Hopefully not honey bees!


----------



## agent A (Aug 14, 2012)

Rick said:


> Hopefully not honey bees!


no it was a bumblebee

she ate it and seems ok

i think she'll be fine, and if i'm shipping her to u tomorrow (which i hope to do) she wont eat for a few days so she needed to eat up lol


----------



## patrickfraser (Aug 14, 2012)

I hope she's ok.


----------



## Sneaky123 (Aug 14, 2012)

Im sure theyve adapted to that at this point.

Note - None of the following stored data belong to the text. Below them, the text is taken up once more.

PR #2463, opened 2021-09-14
DATAUP-468 verify files on load

briehl:

Addresses a few bugs with verifying that files still exist when reloading a bulk import cell, and introduces a bit of inefficiency that'll get fixed later.

1. On page load (and on configure tab load), it was only searching for files in the currently selected data type tab. Now it should search for files on all tabs.
2. When this was only done for the configure tab, it was causing an error if a different tab was selected, and it was causing errors with managing bulk import cell state. So now a check is done when the bulk import cell itself is loaded.
3. Inefficiency - this means that all tabs are effectively checked twice if the configure tab is the first tab loaded. This isn't too much of a problem if (a) the user doesn't have many files in the staging area so they load up quick or (b) the configure tab isn't pre-selected. But an efficiency bump would be gained if we could cache the call for several minutes (and invalidate it when the user uploads more files). A later PR will unify calls to `StagingService.list` under a data provider front end cache, including calls from the Staging Area.

So this should fix the bugs, but might make things a little slower if there's 300+ files in the staging service (like i'm testing with).

# Jira Ticket / Issue #
https://kbase-jira.atlassian.net/browse/DATAUP-468

# Testing Instructions
* Make a bulk import cell with some files of multiple types.
* save the narrative
* delete 1 or more files from the staging area for each of those types
* reload the narrative
* should see some errors if those files were selected for import

# Dev Checklist:


nbextensions/appCell2/widgets/appCellWidget.js
```diff
@@ -1131,7 +1131,11 @@ define([
             }
             const state = fsm.getCurrentState();
             try {
-                FSMBar.showFsmBar({ ui: ui, state: state, job: model.getItem('exec.jobState') });
+                FSMBar.showFsmBar({
```
briehl, line 1134: I guess Prettier and a stray git commit snuck something in here.

nbextensions/bulkImportCell/bulkImportCell.js
```diff
@@ -608,37 +612,69 @@ define([
             const meta = cell.metadata;
             meta.kbase.attributes.lastLoaded = new Date().toUTCString();
             cell.metadata = meta;
-            render().then(() => {
-                jobManager.addHandler('modelUpdate', {
-                    execMessage: (jobManagerContext) => {
-                        // Update the execMessage panel with details of the active jobs
-                        controlPanel.setExecMessage(
-                            Jobs.createCombinedJobState(
+            render()
```
briehl, line 615: Turns out this chunk where we render, then do a global parameter check to update the state with is actually usefully important. Updated this to revert that change, merge it with other recent changes, and introduce the flow that looks up missing files before validating that things are as correct as they should be.

nbextensions/bulkImportCell/bulkImportCell.js
```diff
@@ -608,37 +612,69 @@ define([
...
-                });
-
-                // TODO: assess cell state, update job info if required
-                try {
-                    jobManager.restoreFromSaved();
-                } catch (e) {
-                    console.log(e);
-                }
+                    });
+                    return BulkImportUtil.getMissingFiles(Array.from(expectedFiles)).catch(
```
briehl, line 646: Added the `.catch` to this chunk of the Promise (rather than the next part of the Promise chain) so that it'll more easily pass on a silent empty Array if it fails.

I figure that if the staging service is down, bulk import cells should still be able to load their last known good state.

nbextensions/bulkImportCell/bulkImportCell.js
```diff
@@ -608,37 +612,69 @@ define([
...
+                                error
+                            );
+                        }
+                    );
+                })
+                .then((missingFiles = []) =>
+                    BulkImportUtil.evaluateConfigReadyState(model, specs, new Set(missingFiles))
+                )
+                .then((readyState) => {
+                    const curState = model.getItem('state');
```
briehl, line 660: This is mostly restored from the previous code state.

nbextensions/bulkImportCell/util.js
```diff
@@ -53,24 +53,88 @@ define(['common/runtime', 'StagingServiceClient'], (Runtime, StagingServiceClien
...
      * the ready state.
+     * @param {Object} model the data model from the BulkImportCell, containing all the cell info
+     * @param {Object} specs keys = app id, values = app specs
+     * @param {Set} missingFiles Set of files that the app cell expects to be present,
+     *  but are missing from the staging area
+     * @returns
      */
-    function evaluateConfigReadyState(model, specs) {
+    function evaluateConfigReadyState(model, specs, missingFiles) {
+        // given some missing files (precalcuate for now), set up options for evaluating all file inputs
```
briehl, line 126: Precalculate "for now" = it would be nice to have that optional. If left as `undefined`, we should look that up from a cache, or just make the call based on the list of input files in the `model` object.

However, it's only actually used in two places (the `configure` and `bulkImportCell` modules), and it seemed cleaner to just make both of those places look up their own missing files for now. The `Configure` module needs to keep a hold of that list of missing files to compare while the user is setting up inputs.

nbextensions/appCell2/widgets/appCellWidget.js
ialarmedalien: I sometimes wonder if Prettier changes its mind between runs.

nbextensions/bulkImportCell/util.js
```diff
@@ -53,24 +53,88 @@ define(['common/runtime', 'StagingServiceClient'], (Runtime, StagingServiceClien
...
         const evalPromises = fileTypes.map((fileType) => {
-            const filePathValues = model.getItem(['params', fileType, 'filePaths']);
             // make an array of empty options with the same length as the
             // number of file path values
-            const filePathOptions = Array.from({ length: filePathValues.length }, () => ({}));
             return evaluateAppConfig(
                 model.getItem(['app', 'otherParamIds', fileType]),
                 model.getItem(['params', fileType, 'params']),
-                {},
+                {}, // no particular options for non-file parameters righ tnow
```
ialarmedalien, line 134: misplaced space

ialarmedalien (approved):
Looks fine -- there's one misplaced space in a comment which you can fix here if you want to or put it into another PR.

briehl:
I'll get it in the next one. Thanks!

PR #2477, opened 2021-09-24
test version bump deploy

briehl:
## DO NOT MERGE

This is just here to test deployment of different version tags on CI.


briehl:
I think this needs to actually be merged in order for the "test" to work. During the PR it only makes an image with a PR tag, it doesn't make a version release image until it's merged.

I just dont like the idea of killing bees. Has anyone noticed that the amount of fruit being produced on certain plants is dropping in a ratio with the amount of flowers the plant has? I know friends who have noticed this too, at least in bakersfield. Coincidentally with a decline in bees, noticeable with pure observation.

A little off-topic there. But just had to bring it up.


----------



## agent A (Aug 14, 2012)

Sneaky123 said:


> Im sure theyve adapted to that at this point.
> 
> I just dont like the idea of killing bees. Has anyone noticed that the amount of fruit being produced on certain plants is dropping in a ratio with the amount of flowers the plant has? I know friends who have noticed this too, at least in bakersfield. Coincidentally with a decline in bees, noticeable with pure observation.
> 
> A little off-topic there. But just had to bring it up.


i think it's odd how if u spray a bee with wd-40 (a silicone lubricant) it curls up and turns black :huh:


----------



## Krissim Klaw (Aug 14, 2012)

Sneaky123 said:


> Im sure theyve adapted to that at this point.
> 
> I just dont like the idea of killing bees. Has anyone noticed that the amount of fruit being produced on certain plants is dropping in a ratio with the amount of flowers the plant has? I know friends who have noticed this too, at least in bakersfield. Coincidentally with a decline in bees, noticeable with pure observation.
> 
> A little off-topic there. But just had to bring it up.


Nope, in fact my fruit trees seem to produce too much fruit. I have a hard time clearing it off fast enough so I don't end up with a rotting mess. My baby tree can barely even keep its limbs up it gets so heavy with fruit. I also still seem to see a thriving population of wild honey bees each season too. Perhaps some of it is location.


----------



## Mime454 (Aug 14, 2012)

Sneaky123 said:


> Im sure theyve adapted to that at this point.
> 
> I just dont like the idea of killing bees. Has anyone noticed that the amount of fruit being produced on certain plants is dropping in a ratio with the amount of flowers the plant has? I know friends who have noticed this too, at least in bakersfield. Coincidentally with a decline in bees, noticeable with pure observation.
> 
> A little off-topic there. But just had to bring it up.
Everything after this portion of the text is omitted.